I've started my own consulting company last year and I've been working on
contracts from HN or oDesk since then:

<https://bitbucket.org/tjama>

<http://careers.stackoverflow.com/gvs>

<https://www.odesk.com/users/~01af6dc541cff3a804>

E-mail: tomaszjama at gmail

------
hnewcfo
SEEKING WORK - Outsource CFO - remote only

What: I can do, explain, tutor, guide, consult, advise.

Areas: Financial & business planning, modeling; Management accounting and
reporting; Processes and controls; Analysis; Presentations review and advice.
People management and org development.

Excluded: bookkeeping, taxes and tax returns.

My experience: worked 16+ years in finance, of them 7 as CFO; was responsible
for accounting, treasury, planning, IT, purchasing and other functions; lead
finance function of corporate start-ups ($10M annual revenue) and more mature
organizations ($270M annual revenue). Passed CPA exam 12 years ago.

Additional info about experience and background is available on request.

Use cases: the best advice is the one that can be applied tomorrow, hence the
CEOs/founders would probably benefit the most.

Communication: English only.

Feel free to contact me: hnewcfo at gmail dot com

------
bmac27
SEEKING WORK - Remote, NYC or northern New Jersey Experienced SEO strategist
with 5+ years experience on both the agency-side and in-house, as well as with
my own web properties (ran a profitable, full-time content business from 2006
to 2008). Worked with everyone from Fortune 500 clients to small biz. On &
off-page optimization, site architecture consultation, link building (white
hat only, no spammy bullshit, no outsourcing), search reputation management,
rank reporting, competitive/gap analyses and basically anything encompassing
SEO or inbound marketing. LinkedIn is here:
<http://www.linkedin.com/in/blairmacgregor> Resume available upon request.
blair.macgregor@gmail.com

------
mbesto
SEEKING FREELANCER - London, remote desirable

I run a small web dev shop and a startup. I need a "dedicated" freelancer.
Meaning, someone I can partner with to get my client's work done. I have a lot
of business, but my current resource is very limited.

[http://www.ignitelab.net](http://www.ignitelab.net)

[http://www.competehub.com](http://www.competehub.com)
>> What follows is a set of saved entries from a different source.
PR #48, opened 2025-07-29
feat: `eth_simulateV1`, fix `eth_call` user-specified state overrides

haardikk21:
Merge #78 before this, this needs to be updated for the new state management structure

- enables passing overrides via `eth_call` to match json rpc
- adds `eth_simulateV1` support
- adds `eth_estimateGas` support


SozinM:
Should we take base flashblock into the account here?
Overrides won't contain changes to base fee for example

I thought that we would need to following:
Build up state (CacheDB) based on flashblock + execute transactions in it
Then execute estimateGas on this state

crates/flashblocks-rpc/src/tests/rpc.rs
```diff
@@ -526,6 +527,115 @@ mod tests {
         Ok(())
     }
 
+    // #[tokio::test]
+    // async fn test_eth_estimate_gas() -> eyre::Result<()> {
+    //     reth_tracing::init_test_tracing();
```
danyalprout: Shall we move the commented out implementation into a separate PR?

haardikk21: Yeah ill make a separate PR that just uncomments it all lol

paranoiacblack:
Now that Reth 1.7.0 has flashblocks support, what is the intention with this issue and repo? For the time being, it doesn't look like the new Reth node has `eth_simulateV1`, `eth_call`, etc. So I imagine you will continue updating this repo for those features. Is there also an intention to merge this into Reth eventually?

haardikk21:
> Now that Reth 1.7.0 has flashblocks support, what is the intention with this issue and repo? For the time being, it doesn't look like the new Reth node has `eth_simulateV1`, `eth_call`, etc. So I imagine you will continue updating this repo for those features. Is there also an intention to merge this into Reth eventually?

Reth 1.7.0 flashblocks support is fairly vanilla right now. Eventually we'd like to drop this repo in favour of something built into Reth, at least for the flashblock overlay part of things, but for now their implementation does not work for Base for a few reasons:
- RPC methods where you do not explicitly specify a block tag will not read from flashblocks state (e.g. `get_transaction_receipt`)
- ~They do not support state-root-less flashblocks, and assume `state_root` field will be present, as they attempt to progress the underlying chain based on flashblock data. This optimization is crucial to support for Base as we simply cannot produce state roots within 200ms reliably given our transaction volume and large state trie~ This turned out to be false, they do support it
- Their code has an issue we found earlier with `eth_call` and similar methods that depend on state overrides when flashblocks for block `n+1` start coming in before a canonical block `n` has been gossiped to the node over P2P, which happens a majority of the time. This causes the current implementation to drop all pending state to start building new pending state for block `n+1`, and breaks `eth_call` because the underlying chain hasn't actually processed block `n` yet so `eth_call` (and other) queries return incorrect data since effectively all of block `n` is now missing. We are almost ready to merge #78 which addresses that bug for our node by building pending state for multiple blocks if necessary 


---

NOTE: #78 + #48 have to undergo testing on Base Sepolia still. I would not recommend running off the tip of this repo assuming the bugs are fixed. Once Sepolia testing proves it's good, we will cut a new release and update https://github.com/base/node and ship to mainnet.

danyalprout (approved):

PR #56, opened 2025-08-05
added test for send raw txn sync

### LINKED ISSUE #52: Add tests for send transaction sync
Currently there are no tests for [send raw txn sync](https://github.com/base/node-reth/blob/main/crates/flashblocks-rpc/src/rpc.rs#L236-L277) , we should add some tests for this to the integration [setup](https://github.com/base/node-reth/blob/main/crates/flashblocks-rpc/src/tests/rpc.rs)

DeluxeRaph:
This adds an async integration test for  ```test_send_raw_transaction_sync```, to verify the ```sendRawTransactionSync```  request. A new helper method on ```NodeContext``` submits a raw signed tx and awaits until a receipt is returned; meanwhile the test feeds a payload containing that tx, then asserts the receipt’s hash matches. ```setup_node``` now sets the chain ID to Base Sepolia (84532) so the raw byte string ```TRANSFER_ETH_TX``` transaction is accepted.

### DIFF
--- a/crates/flashblocks-rpc/src/tests/rpc.rs
+++ b/crates/flashblocks-rpc/src/tests/rpc.rs
@@ -74,15 +74,12 @@ mod tests {
             &self,
             tx: Bytes,
         ) -> eyre::Result<RpcReceipt<Optimism>> {
-            // ② build an Alloy RpcClient that speaks HTTP
             let url     = format!("http://{}", self.http_api_addr);
             let client  = RpcClient::new_http(url.parse()?);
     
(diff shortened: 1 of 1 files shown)


danyalprout:
@DeluxeRaph thank you for working on this, can you run cargo fmt and repush -- thanks!

DeluxeRaph:
no problem, @danyalprout. Formatted

danyalprout (approved):

danyalprout:
Thanks for the contribution 🙏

I'm looking for a remote freelancer with the following skills:

\- Graphic Design

\- UX/UI Capabilities

\- HTML/CSS/JS (i.e. take PSD to code)

I'm looking for someone I can trust to send work to. Most of my clients are
UK/US based in large cities, which means rates are good. Communication is key.
Contact me at mbesto AT gmail.com . Please send portfolio of work and github
profile (if you have one)

------
plam
SEEKING WORK - Remote for companies on US times; local in London negotiable

Data consulting to make the most out of your data.
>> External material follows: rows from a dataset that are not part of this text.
PR #65, opened 2025-08-14
Clear pending Flashblocks on canonical catch-up and new metrics

DeluxeRaph:
Connects ```FlashblocksState``` to the canonical state stream so pending flashblocks are cleared when a canonical block with an equal or higher number is received. This uses a shared ```Arc<OnceCell<Arc<FlashblocksState>>>``` so both the ExEx listener and RPC module operate on the same state instance. Adds metrics to track pending snapshot height, flashblock index, and clear-on-catchup events.


crates/flashblocks-rpc/src/state.rs
```diff
@@ -64,6 +64,35 @@ where
...
+            self.metrics
+                .pending_snapshot_height
+                .set(prev.block_number() as f64);
+            self.metrics
+                .pending_snapshot_fb_index
+                .set(prev.flashblock_index() as f64);
+        }
+    }
+
+    pub fn clear_on_canonical_catchup(&self, canonical_number: u64) {
```
danyalprout, line 79: Can we call this on_canonical_block_received and update the params to take the full block, this:

- Is consistent with the Flashblocks [method](https://github.com/base/node-reth/blob/main/crates/flashblocks-rpc/src/state.rs#L324)
- We're likely going to extend this method to do more than clear to fix https://github.com/base/node-reth/issues/59

crates/node/src/main.rs
```diff
@@ -43,11 +46,37 @@ fn main() {
             let flashblocks_enabled = flashblocks_rollup_args.flashblocks_enabled();
             let op_node = OpNode::new(flashblocks_rollup_args.rollup_args.clone());
 
+            // Shared cell for a single FlashblocksState instance
```
danyalprout, line 49: nit: redundant comment

crates/node/src/main.rs
```diff
@@ -43,11 +46,37 @@ fn main() {
...
+
             let handle = builder
                 .with_types_and_provider::<OpNode, BlockchainProvider<_>>()
                 .with_components(op_node.components())
                 .with_add_ons(op_node.add_ons())
                 .on_component_initialized(move |_ctx| Ok(()))
+                .install_exex_if(flashblocks_enabled, "flashblocks-canon", {
+                    let fb_cell = fb_cell.clone();
+                    move |mut ctx| async move {
+                        // Initialize or reuse the shared state (created with ctx.provider())
```
danyalprout, line 60: nit: redundant comment

danyalprout (changes requested):
This looks great thanks, can we tweak the method name/signature. Regarding tests I wouldn't worry about it for now, we can handle that separately (I would like to make the state.rs stuff unit testable, but don't want to bloat this PR)

danyalprout:
I'm going to make these changes in a follow up PR

PR #3351, opened 2026-06-09
fix(chainspec,precompiles): store activation registry admin in genesis state

eric-ships:
## Motivation

The activation registry admin address was carried as chain spec metadata outside of consensus state. Two nodes sharing the same genesis hash could hold different admin values if configured differently, causing them to disagree on who can call `activate`/`deactivate`. The same issue affected fault proofs: `BootInfo` loaded the admin from a static binary lookup not committed to the preimage oracle, so native and proof execution could diverge on authorization.

The fix: write the admin into the activation registry genesis alloc so any two nodes with the same genesis state root are guaranteed to agree on the admin without out-of-band configuration.

## What changed

- `ActivationRegistryStorage` gains an `admin: Address` storage field. `set_activated` reads the admin from storage via `self.admin.read()` instead of accepting it as a parameter.
- `TryFrom<&ChainConfig>` writes the admin address into the genesis alloc when Beryl is scheduled. The genesis hash is recomputed with `seal_slow` when an admin is injected.
- `activation_admin_address` is removed from the runtime call chain: `dispatch()`, `inner()`, `#[precompile(args(...))]`, `ActivationRegistry::install()`, `BasePrecompiles`, `BaseEvmFactory`, `ZkvmBaseEvmFactory`, and `BaseZkvmPrecompiles`. The field is kept on `BaseChainSpec`/`BaseChainSpecBuilder` for genesis construction only.
- **Breaking (Zeronet only):** The Zeronet genesis hash changes. A devnet reset is required. Mainnet and Sepolia are unaffected.

## What was considered

**Partial fix via `PerChainConfig::marshal_binary()`:** Including the admin in the proof config hash would fix the fault-proof side without touching genesis state. Rejected because it does not close the peer-to-peer consensus split and does not prevent authorization divergence between peers.

**base-std slot coordination:** The `admin` slot must match what base-std independently defines. The slot assignment is deterministic from field declaration order in the `#[contract]` macro: `admin` declared second after `features` produces `NAMESPACE_ROOT+1`. A code comment points to the constant for future base-std alignment.

### DIFF
--- a/crates/common/evm/src/factory.rs
+++ b/crates/common/evm/src/factory.rs
@@ -1,5 +1,4 @@
 use alloy_evm::{Database, EvmEnv, EvmFactory, precompiles::PrecompilesMap};
-use alloy_primitives::Address;
 use revm::{
     Context, Inspector,
     context::{BlockEnv, TxEnv},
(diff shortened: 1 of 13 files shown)


cb-heimdall:
<table>
<tr>
<th>Requirement</th>
<th>Status</th>
<th>More Info</th>
</tr>
<tr>
<td>Reviews</td>
<td>
🟡
<code>0/1</code>
</td>
<td>
<details>
<table>
<tr>
<td>
<details>
<table>
<tr>
<td>0</td>
</tr>
<tr>
<td>0</td>
</tr>
<tr>
<td>0</td>
</tr>
<tr>
<td>
</td>
<td>1</td>
</tr>
<tr>
<td>
<details>
<table>
<tr>
<td><strong>Max</strong></td>
<td><strong>0</strong></td>
</tr>
</table>
</details>
</td>
<td>0</td>
</tr>
<tr>
<td>
From <code>CODEOWNERS</code>
</td>
<td>0</td>
</tr>
<tr>
<td>Global minimum</td>
<td>0</td>
</tr>
<tr>
<td><strong>Max</strong></td>
<td>
<strong>
1
</strong>
</td>
</tr>
</table>
</details>
</td>
<td>1</td>
</tr>
<tr>
<td>0</td>
</tr>
<tr>
<td><strong>Sum</strong></td>
<td><strong>1</strong></td>
</tr>
</table>
</details>
</td>
</tr>
</table>

refcell (commented):
I'm not sure I like this change... This is writing to storage right? This is a large change that I don't think buys us much.

rayyan224:
I don't think we need this let's close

I am a full-time data scientist actively involved in the big data scene in
London and is a core committer on an open source MapReduce tool called
Cascalog written in Clojure.

I have delivered projects such as i) extracting features from our customer
event data on Hadoop into Neo4J to drive a graph-based recommendation system
to increase cross-selling, and ii) replaced our SQL servers data warehouse to
one on Hadoop and Amazon Redshift to make messy data usable for the rest of
the company.

See my blog and talks at <http://www.quantisan.com>

If you want to figure out what you can do with your data to grow your
business, drop me an email at paul@quantisan.com

------
mootothemax
SEEKING WORK - Remote or travel around Europe fine. Native British developer
based in Warsaw, Poland.

Back-end and front-end jack-of-all-trades, concentrating on PHP/C#/MySQL,
experienced with Apache/Nginx/IIS, and general Linux admin.

A few sample projects I work on in my spare time, using
PHP/Kohana/MySQL/jQuery:

<http://track-chat.com> (also uses Erlang, but I am by no means an expert!)

<http://interactwive.com>

<http://tweetingmachine.com>

I'm very good at finding solutions to complex problems, enjoy rescuing
projects in trouble, and like working with technology in general.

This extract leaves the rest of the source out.